Solar Wind Driven ULF Waves and MeV Electron Radial Diffusion in the Magnetosphere: Requirements for the Development of a ULF Index

We present the results from a statistical analysis of the relationship between ground-based ULF wave power spectra and upstream solar wind parameters. We find that solar wind speed is universally the best correlated with Pc5 ULF wave power in the magnetosphere, both on the ground and in space, and both of these are correlated with MeV electron flux. However, we show that a narrow band ULF index is essentially uncorrelated with MeV electron enhancements. The ground-based data show clear evidence of a spectral peak indicative of the local fundamental field line resonance (FLR), this peak being a strong function of latitude, as expected. Interestingly, the geosynchronous satellite data show no evidence of the FLR spectral peak, and demonstrate power levels orders of magnitude less than observed on the ground, consist with the Pc5 power being dominated by disturbances with fundamental field aligned harmonic mode structure. Importantly, this shows that geosynchronous magnetic field data alone is of little use for monitoring ULF wave power in the magnetosphere, and that it cannot be used as the basis for the development of a ULF wave index. Field aligned Alfven eigenmode calculations show that whilst ionospheric E-field is a strong function of ionospheric Pedersen conductivity, the corresponding ground-based B is almost independent of conductivity, so long as the waves are not critically damped.
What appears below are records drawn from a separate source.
PR #7920, opened 2018-07-17
Fixed indentation in StringIO.open/3 examples and added missing @doc :since metadata

amatalai:
At the moment examples are interpreted as normal text because indentation is too small
https://hexdocs.pm/elixir/1.7.0-rc.0/StringIO.html#open/3

Also, `@doc :since` metadata was missing and I cannot find anything about `StringIO` in v1.7 CHANGELOG. Function was added in #7477

### DIFF
--- a/lib/elixir/lib/string_io.ex
+++ b/lib/elixir/lib/string_io.ex
@@ -15,7 +15,6 @@ defmodule StringIO do
 
   use GenServer
 
-  @doc since: "1.7.0"
   @doc ~S"""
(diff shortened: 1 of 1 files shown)


josevalim:

josevalim:
thanks @amatalai ! I removed the since because only a certain clause expects the anonymous function but part of the other clause can handle anonymous functions too, so i thought keeping the since around could be slightly confusing.

amatalai:
Sure

PR #7923, opened 2018-07-17
Do not use user defined templateDir and hooksDir

hauleth:
This can cause problems with some user configurations as such flags can
introduce unwanted output/behaviour in some test cases.

### DIFF
--- a/lib/mix/lib/mix/scm/git.ex
+++ b/lib/mix/lib/mix/scm/git.ex
@@ -94,13 +94,13 @@ defmodule Mix.SCM.Git do
     File.mkdir_p!(path)
 
     File.cd!(path, fn ->
-      git!(~w[-c core.hooksPath='' -c core.templateDir='' init --quiet])
+      git!(~w[-c core.hooksPath='' -c init.templateDir='' init --quiet])
 
       git!([
         "-c",
         "core.hooksPath=''",
         "-c",
-        "core.templateDir=''",
+        "init.templateDir=''",
         "--git-dir=.git",
         "remote",
         "add",
--- a/lib/mix/lib/mix/scm/git.ex
+++ b/lib/mix/lib/mix/scm/git.ex
@@ -95,19 +95,7 @@ defmodule Mix.SCM.Git do
 
     File.cd!(path, fn ->
       git!(~w[-c core.hooksPath='' -c init.templateDir='' init --quiet])
-
-      git!([
-        "-c",
-        "core.hooksPath=''",
-        "-c",
-        "init.templateDir=''",
-        "--git-dir=.git",
-        "remote",
-        "add",
-        "origin",
-        opts[:git]
-      ])
-
+      git!(["remote", "add", "origin", opts[:git]])
       checkout(path, opts)
     end)
   end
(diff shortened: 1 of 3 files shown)


josevalim:
Maybe we should set [`GIT_CONFIG_NOSYSTEM`](https://git-scm.com/docs/git#git-codeGITCONFIGNOSYSTEM) instead?

hauleth:
@josevalim this will only ignore system-wide git configuration, not user-wide one.

lib/mix/lib/mix/scm/git.ex
```diff
@@ -94,8 +94,20 @@ defmodule Mix.SCM.Git do
     File.mkdir_p!(path)
 
     File.cd!(path, fn ->
-      git!(["init", "--quiet"])
-      git!(["--git-dir=.git", "remote", "add", "origin", opts[:git]])
+      git!(~w[-c core.hooksPath='' -c init.templateDir='' init --quiet])
```
josevalim: I don't think we need to pass `core.hooksPath` here.

josevalim:
> @josevalim this will only ignore system-wide git configuration, not user-wide one.

As the documentation for the variable suggested, we would need to set that and the HOME variable to avoid all configs. But I actually don't think that is a good idea since SSH configuration goes in the config files and we need that. :)

lib/mix/lib/mix/scm/git.ex
```diff
@@ -94,8 +94,20 @@ defmodule Mix.SCM.Git do
...
+
+      git!([
+        "-c",
+        "core.hooksPath=''",
+        "-c",
+        "init.templateDir=''",
```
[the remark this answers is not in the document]
hauleth: Unfortunately, no. This is also used by `git clone` and I believe that `submodules` use this as well.

lib/mix/lib/mix/scm/git.ex
josevalim: If it isn't needed, then we shouldn't keep it. I don't think consistency here matters. Different commands, different options.

lib/mix/lib/mix/scm/git.ex
```diff
@@ -94,8 +94,20 @@ defmodule Mix.SCM.Git do
     File.mkdir_p!(path)
 
     File.cd!(path, fn ->
-      git!(["init", "--quiet"])
-      git!(["--git-dir=.git", "remote", "add", "origin", opts[:git]])
+      git!(~w[-c core.hooksPath='' -c init.templateDir='' init --quiet])
+
+      git!([
+        "-c",
+        "core.hooksPath=''",
```
josevalim: Which hooks are invoked on `remote add origin`?

lib/mix/lib/mix/scm/git.ex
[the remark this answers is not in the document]
josevalim: Hrm, I see, thanks. But it certainly isn't used by git-remote, is it?

lib/mix/lib/mix/scm/git.ex
```diff
@@ -94,8 +94,8 @@ defmodule Mix.SCM.Git do
     File.mkdir_p!(path)
 
     File.cd!(path, fn ->
-      git!(["init", "--quiet"])
-      git!(["--git-dir=.git", "remote", "add", "origin", opts[:git]])
+      git!(~w[-c core.hooksPath='' -c init.templateDir='' init --quiet])
+      git!(["remote", "add", "origin", opts[:git]])
```
josevalim: You removed the --git-dir configuration from this previous command.

lib/mix/lib/mix/scm/git.ex
josevalim: @hauleth and did you look into setting `--templates=""` instead here and below?

josevalim:
Ping!

hauleth:
@josevalim I will finish this later as I had other tasks today (in and out of work). Sorry

josevalim:
Ping :D

josevalim:

PR #7927, opened 2018-07-18
Optimize metadata merging and ensure no nil leakage

### LINKED ISSUE #7926: Logger metadata not removed
### Environment

* Elixir & Erlang/OTP versions: Erlang/OTP 20.1, Elixir 1.6.6

### Current behavior

When setting a logger metadata to `:nil` using the `Logger.metadata/1` function the given metadata is removed from the keyword list and not printed. If instead this is done via a single log call (for instance `Logger.debug("bar", foo: nil)` the metadata is not removed and for example the console backend prints it as `foo=`

```
iex> require Logger
Logger
iex> Logger.configure_backend(:console, metadata: [:foo])
:ok
iex> Logger.metadata(foo: 123)
:ok
iex> Logger.debug("bar")
foo=123 [debug] bar
iex> Logger.debug("bar", foo: 456)
foo=456 [debug] bar
iex> Logger.debug("bar", foo: nil)
foo= [debug] bar
iex> Logger.metadata(foo: nil)
:ok
iex> Logger.debug("bar")
[debug] bar
iex> Logger.debug("bar", foo: nil)
foo= [debug] bar
```

### Expected behavior

I would expect that the behavior is the same, specifically that setting a metadata to `nil` removes it always (in the case of single call only for that call).

I think it is sufficient to implement the logic of the function `Logger.metadata/1` in the function `Logger.bare_log/3` but without saving the changed metadata in the process dictionary.

I can try to push a PR if you think is worth.

On the other hand if this is intended I think we should specify in the documentation that setting a metadata to nil in single log calls does not remove it.

josevalim:
Closes #7926

### DIFF
--- a/lib/logger/lib/logger.ex
+++ b/lib/logger/lib/logger.ex
@@ -416,7 +416,7 @@ defmodule Logger do
   @type backend :: :gen_event.handler()
   @type message :: IO.chardata() | String.Chars.t()
   @type level :: :error | :info | :warn | :debug
-  @type metadata :: keyword(String.Chars.t())
+  @type metadata :: keyword()
   @levels [:error, :info, :warn, :debug]
 
   @metadata :logger_metadata
@@ -436,15 +436,23 @@ defmodule Logger do
   @spec metadata(metadata) :: :ok
   def metadata(keyword) do
     {enabled?, metadata} = __metadata__()
-
-    metadata =
-      Enum.reduce(keyword, metadata, fn
-        {key, nil}, acc -> Keyword.delete(acc, key)
-        {key, val}, acc -> Keyword.put(acc, key, val)
-      end)
-
-    Process.put(@metadata, {enabled?, metadata})
+    Process.put(@metadata, {enabled?, into_metadata(keyword, metadata)})
     :ok
+  end
+
+  defp into_metadata([], metadata), do: metadata
+  defp into_metadata(keyword, metadata), do: into_metadata(keyword, [], metadata)
+
+  defp into_metadata([{key, nil} | keyword], prepend, metadata) do
+    into_metadata(keyword, prepend, :lists.keydelete(key, 1, metadata))
+  end
+
+  defp into_metadata([{key, _} = pair | keyword], prepend, metadata) do
+    into_metadata(keyword, [pair | prepend], :lists.keydelete(key, 1, metadata))
+  end
+
+  defp into_metadata([], prepend, metadata) do
+    prepend ++ metadata
   end
 
   @doc """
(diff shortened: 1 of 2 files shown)


michalmuskala:
I wonder if at that point it wouldn't be more efficient to maintain the matadata as a map internally and convert to keyword on access.

lib/logger/lib/logger.ex
```diff
@@ -671,7 +679,7 @@ defmodule Logger do
   @doc false
   def __do_log__({level, config, pdict}, chardata_or_fun, metadata) when is_list(metadata) do
     %{utc_log: utc_log?, truncate: truncate, mode: mode} = config
-    metadata = [pid: self()] ++ Keyword.merge(pdict, metadata)
+    metadata = [pid: self()] ++ into_metadata(metadata, pdict)
```
fertapric: Micro-micro optimization: `[{:pid, self()} | into_metadata(metadata, pdict)]`?

josevalim:
@michalmuskala Yeah, I tried it but it was a bit messy. I think the internal metadata should always be a map, as it would also speed up the backends, so I created #7928 so we can track those changes.

lib/logger/lib/logger.ex
josevalim: They are equivalent when the left side of `++` is a literal.

eksperimental: Interesting. Is this documented? If not we should

michalmuskala: It is a compiler optimisation. There are many of them and they also change between versions - I don't think it would be useful to document them all.

In general, one should write the most straightforward code and expect the compiler to translate it to the most efficient code.

josevalim:

lib/logger/lib/logger.ex
fertapric: Sorry, my Erlarng-literals-fu is weak 😅 

I was wondering how `[pid: self()]` can be treated as a literal if `self()` is obtained at runtime. Is there any compiler optimization magic ✨ I can look into?

(Sorry for using this for learning purposes instead of the forum)

josevalim:
As long as the end of the list on the left side is known, we can
concatenate at compile time. Like we can transform [1, 2, 3] ++ [4, 5] into
[1, 2, 3, 4, 5].
-- 


lib/logger/lib/logger.ex
michalmuskala: It's a "partial" literal - since some structure is known (the length of the list in particular), the compiler can emit some better code than first building the entire list and then calling the append operation.

PR #7933, opened 2018-07-19
Enable URI.encode_query/1 to encode list values

spieker:
This enables the URI.encode_query/1 function, to encode lists into url parameters. Since it's currently throwing argument errors, it's not possible to create URLs like this:

```
filter[id_in][]=1&filter[id_in][]=2&filter[id_in][]=3
```

This PR adds the following two possible cases:

```
iex> URI.encode_query(%{key: [:a, :list]})
"key%5B%5D=a&key%5B%5D=list"

iex> URI.encode_query(%{key: [{:foo, :a}, {:bar, :list}]})
"key%5Bfoo%5D=a&key%5Bbar%5D=list"
```

### DIFF
--- a/lib/elixir/lib/uri.ex
+++ b/lib/elixir/lib/uri.ex
@@ -76,7 +76,7 @@ defmodule URI do
   values are URL encoded as per `encode_www_form/1`.
 
   Keys and values can be any term that implements the `String.Chars`
-  protocol, except lists which are explicitly forbidden.
+  protocol. However, it's explicitly forbidden for keys to be lists.
 
   ## Examples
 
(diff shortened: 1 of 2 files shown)


whatyouhide:
As [the documentation](https://github.com/elixir-lang/elixir/blob/6d8ebd4327f2312354f812abf15a4e666fa1937b/lib/elixir/lib/uri.ex#L79) states, lists are **explicitly** forbidden. I can't quite remember why but I remember discussing this with the others at some point and agreeing again that we shouldn't encode lists.

spieker:
@josevalim  Thanks a lot for your explanation. I've kind of expected the PR to be rejected for exactly this reason. Also thanks, for pointing me in the direction of Plug, I'll have a look there.

fertapric:
The documentation states that list are explicitly forbidden, but it does not explain why. Should the documentation reflect that?

josevalim:
@fertapric the documentation is likely referring to charlists.

I don't think it is the job of the documentation though to say why we don't implement such features.

PR #7934, opened 2018-07-19
Fix a typo in the unnecessary quotes warning

ejpcmac:
I’m not a native speaker, but it seems to me the warning on unnecessary quotes sounds strange. Here is a quick fix for that :)


michalmuskala:
Thank you! :heart:

PR #7942, opened 2018-07-20
Fixed misplaced parenthesis in System.cmd/3 examples

amatalai:


josevalim:
Unfortunately echo doesn't work the same on all OSes. :(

Significantly, however, the ratio between wave ground-based B and equatorial E is a strong function of magnetospheric density, increasing with the higher density expected both during geomagnetically active times and within the plasmasphere. This means specific ground-based ULF power levels map to lower equatorial E, and slower diffusion, both during storms as well as inside the plasmasphere. For observed ground-based ULF power levels, the diffusion inside the plasmasphere may be very slow, perhaps explaining the link between the position of the plasmapause and the peak in radiation belt flux. Hence for the development of a ULF index, a measure of the density in the magnetosphere is important in addition to ground-based ULF power. Finally, we estimate MeV electron diffusion times expected for the observed ULF power as a function of solar wind speed, L-shell, and magnetospheric density.